By Nash Jenkins
December 8, 2017

Decades before he represented Georgia in the House of Representatives, Democrat John Lewis was a linchpin of the civil rights movement, a young firebrand from Alabama who in 1965 worked with Martin Luther King, Jr. to lead the historic march out of Selma. Not for the first time, Lewis is now in a feud with President Donald Trump.

The latest spat began Thursday, when John Lewis announced that he would not be joining the President on stage during Trump’s forthcoming visit to the new Mississippi Civil Rights Museum. “President Trump’s attendance and his hurtful policies are an insult to the people portrayed in this civil rights museum,” Lewis said in a statement.

The announcement seemed to rankle the White House. Press Secretary Sarah Huckabee Sanders said on Thursday that “we think it’s unfortunate.”

Here’s what to know about the situation between civil rights leader John Lewis and President Donald Trump.

Who is Congressman John Lewis?

John Lewis is one of the most prominent members in the House Democratic Caucus. He’s represented Georgia’s 5th Congressional District for nearly 21 years, popular in his home district and known on the Hill for his outspoken defense of liberal policies. At 77, age has not wearied him in any apparent sense.

But John Lewis’ political roots are in civil rights. Lewis grew up in Jim Crow Alabama, a hotbed of racism and discrimination in the pre-civil rights era. He found his calling early: As a college student in Nashville, Lewis played a major part in the sit-in movement there. Lewis was also a major player in the Freedom Riders movement, protesting segregated public transit. Later, he helped lead the voting-rights movement in the mid-1960s. As Sen. Cory Booker noted in a tribute to Lewis, he is the last person still alive who spoke at the seminal March on Washington.

Lewis often uses tactics from the battles over civil rights in his work on Capitol Hill. He has held sit-ins at the Capitol to protest a number of issues, from gun control to immigration, for instance.

What’s the relationship like between John Lewis and President Donald Trump?

John Lewis has been one of Trump’s most vociferous critics in the House. Back in January, in the weeks before Trump took office, Lewis said that Trump was not a “legitimate president” and boycotted his inauguration. Lewis also said that he would never invite Trump to Selma, where decades earlier he led the march to Montgomery.

In response, President Trump criticized the condition of Lewis’ congressional district:

Why are John Lewis and President Donald Trump feuding over a civil rights museum?

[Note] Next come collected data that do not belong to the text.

PR #339, opened 2022-10-06
Use OrderedSynchronizer instead of OrderedChannel

quinnj:


kou (approved):
+1

How about referring #295 when we merge this?

quinnj:
Thanks @kou

PR #343, opened 2022-10-10
Remove requirement to have 1 approval on PRs

quinnj:
See discussion [here](https://github.com/apache/arrow-julia/issues/342#issuecomment-1272411069).


kou (approved):
+1

PR #349, opened 2022-10-28
fix Julia 1.6

SimonDanisch:
When I look at the CI jobs on the last commit on `main` it looks like Arrow tests aren't run against `1.6`, but the CI.yml looks like it does consider 1.6 - but it's also a more complex setup, I guess something may go wrong somewhere?
Anyways, the latest tagged version of Arrow.jl fails to compile on Julia 1.6...

### DIFF
--- a/.github/workflows/ci.yml
+++ b/.github/workflows/ci.yml
@@ -79,14 +79,6 @@ jobs:
           - ubuntu-latest
         arch:
           - x64
-        exclude:
-          # Test Arrow.jl/ArrowTypes.jl on their oldest supported Julia versions
-          - pkg:
-              name: Arrow.jl
-            version: '1.6'
-          - pkg:
-              name: ArrowTypes.jl
-            version: '1.4'
     steps:
       - uses: actions/checkout@v2
       - uses: julia-actions/setup-julia@v1
--- a/Project.toml
+++ b/Project.toml
@@ -18,7 +18,7 @@
 name = "Arrow"
 uuid = "69666777-d1a9-59fb-9406-91d4454c9d45"
 authors = ["quinnj <quinn.jacobd@gmail.com>"]
-version = "2.4.0"
+version = "2.4.1"
 
 [deps]
 ArrowTypes = "31f734f8-188a-4ce0-8406-c8a06bd891cd"
--- a/src/arraytypes/dictencoding.jl
+++ b/src/arraytypes/dictencoding.jl
@@ -128,7 +128,7 @@ function arrowvector(::DictEncodedKind, x::DictEncoded, i, nl, fi, de, ded, meta
         de[id] = Lockable(x.encoding)
     else
         encodinglockable = de[id]
-        @lock encodinglockable begin
+        Base.@lock encodinglockable begin
             encoding = encodinglockable.value
             # in this case, we just need to check if any values in our local pool need to be delta dicationary serialized
             deltas = setdiff(x.encoding, encoding)
@@ -195,7 +195,7 @@ function arrowvector(::DictEncodedKind, x, i, nl, fi, de, ded, meta; dictencode:
           # if value doesn't exist in encoding, push! it
           # also add to deltas updates
         encodinglockable = de[id]
-        @lock encodinglockable begin
+        Base.@lock encodinglockable begin
             encoding = encodinglockable.value
             len = length(x)
             ET = indextype(encoding)


bkamins:
@quinnj - is this line
https://github.com/apache/arrow-julia/blob/b49255ad486fce9d8fe6f30370583de5bbffd895/.github/workflows/ci.yml#L86
disabling Arrow.jl tests on Julia 1.6?

bkamins:
The reason for error is that `@lock` is not exported in Julia 1.6. Its export was added in https://github.com/JuliaLang/julia/pull/39588

ericphanson:
Looking at the git history, I think those exclusions were originally intended so that ArrowTypes and Arrow could have different minimum supported Julia versions (xref https://github.com/apache/arrow-julia/pull/223), but were incorrectly updated over time, such that now they incorrectly exclude things.

ericphanson:
Can you remove those exclusions from the workflow and bump the patch version @SimonDanisch? Then we can see CI passing on 1.6 here and merge

quinnj:
Oof, yeah, sorry about the mixup here folks.

ericphanson:
cc @kou apparently Arrow.jl v2.4 is totally broken on Julia 1.6 and won't even load, causing CI issues in a lot of places (particularly private repos at Beacon where we use a lot of Arrow.jl). Can we either:
* expedite the patch release faster than 24 hr, OR
* register this in the Julia package registry before the official release vote goes through?

ericphanson (approved):

ericphanson:
> cc @kou apparently Arrow.jl v2.4 is totally broken on Julia 1.6 and won't even load, causing CI issues in a lot of places (particularly private repos at Beacon where we use a lot of Arrow.jl). Can we either:
> 
> * expedite the patch release faster than 24 hr, OR
> * register this in the Julia package registry before the official release vote goes through?

Actually, we can just yank the 2.4.0 release, meaning it won't be installed by default anymore. This will solve the CI issues. Then we can land 2.4.1, waiting the 24 hours.

ericphanson:
Ok, 2.4.0 is yanked on the General registry, so at least we don't have the broken release causing CI problems. Now we can re-land the release as 2.4.1.

bkamins (approved):

bkamins:
We might want to wait with the release for https://github.com/apache/arrow-julia/pull/350 to be merged (that PR is small, but requires a review from someone who has good understanding of different requirements of host platforms)

bkamins:
(but if that PR is problematic I would not wait with the release)

ericphanson:
I tried making a 2.4.1-rc1 but I don't have java installed, nor a PGP key, and I am out of motivation for today

baumgold:
It seems we're still not able to make a 2.4 release?  I lost track of what the holdup is at this point...

ericphanson:
Someone needs to do the steps from https://github.com/apache/arrow-julia/tree/main/dev/release#release

kou:
> 1. Test the revision to be released

Could you confirm that the current main is releasable?

> 2. Increment version number in `Project.toml`

Could someone open a pull request for it?

Then, I can do the following tasks:

> 3. Prepare RC and vote (detailed later)
> 4. Publish (detailed later)

If there is a person who wants to try these tasks, I can support the person.

ericphanson:
This PR incremented the version number, in anticipation of a release. Is it better next time if that is a separate PR?

kou:
Oh, I didn't notice it.
I think that a separate PR is better because we need to choose which version (major/minor/patch) to be incremented when we put multiple changes to one release.
But we can choose this mixed approach by discussing and reaching a consensus. It's for "Open Communications" in [the Apache way](anticipation). If it's needed, we should open a new issue for it.
 
Could you confirm that the current main doesn't include a backward compatibility change nor a new feature? (I think that this project follows semantic versioning, right?)

ericphanson:
> this project follows semantic versioning 
Yep!

> confirm that the current main doesn't include a backward compatibility change nor a new feature?  

Since v2.4.0 we have
* this PR: bugfix
* https://github.com/apache/arrow-julia/pull/356: bugfix
* https://github.com/apache/arrow-julia/pull/355: internal tooling change / not really sure if it's a bugfix or feature
* https://github.com/apache/arrow-julia/pull/357: bugfix
* https://github.com/apache/arrow-julia/pull/358: not sure, bugfix or feature

Maybe someone else can weigh in about #355 and #358

quinnj:
All bugfixes; a patch release should be appropriate

kou:
Vote thread: https://lists.apache.org/thread/mp8mg70c01kvs4648ttq1kq4vq9nr7cv

kou:
Passed: https://lists.apache.org/thread/q9bjmktlowkj5xm93nsw5cpjh2kgmjtf

Could someone update the Julia General registry?

ericphanson:
Ok, I've made https://github.com/JuliaRegistries/General/pull/72443 to register 2.4.1. When that PR is merged, it will be registered in General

The feud between President Trump and John Lewis was rekindled when Lewis announced on Thursday that he would not be joining the President onstage for the opening of the Mississippi Civil Rights Museum. The museum opens in Jackson on Saturday, according to its website. Trump will travel there after a Friday night rally in Florida, where he is expected to advocate for Roy Moore, the controversial Alabama Senate candidate who has spoken out on, among other things, gay rights.

“President Trump’s attendance and his hurtful policies are an insult to the people portrayed in this civil rights museum,” Lewis said in a statement. “The struggles represented in this museum exemplify the truth of what really happened in Mississippi. President Trump’s disparaging comments about women, the disabled, immigrants, and . . . countless others who have given their all for Mississippi to be a better place.”

White House Press Secretary Sarah Huckabee Sanders responded by calling Lewis’ decision “unfortunate.”

“We think it’s unfortunate that these members of Congress wouldn’t join the president in honoring the incredible sacrifice civil rights leaders made to right the injustices in our history,” Sanders said in a statement quoted by Reuters. “The President hopes others will join him in recognizing that the movement was about removing barriers and unifying Americans of all backgrounds.”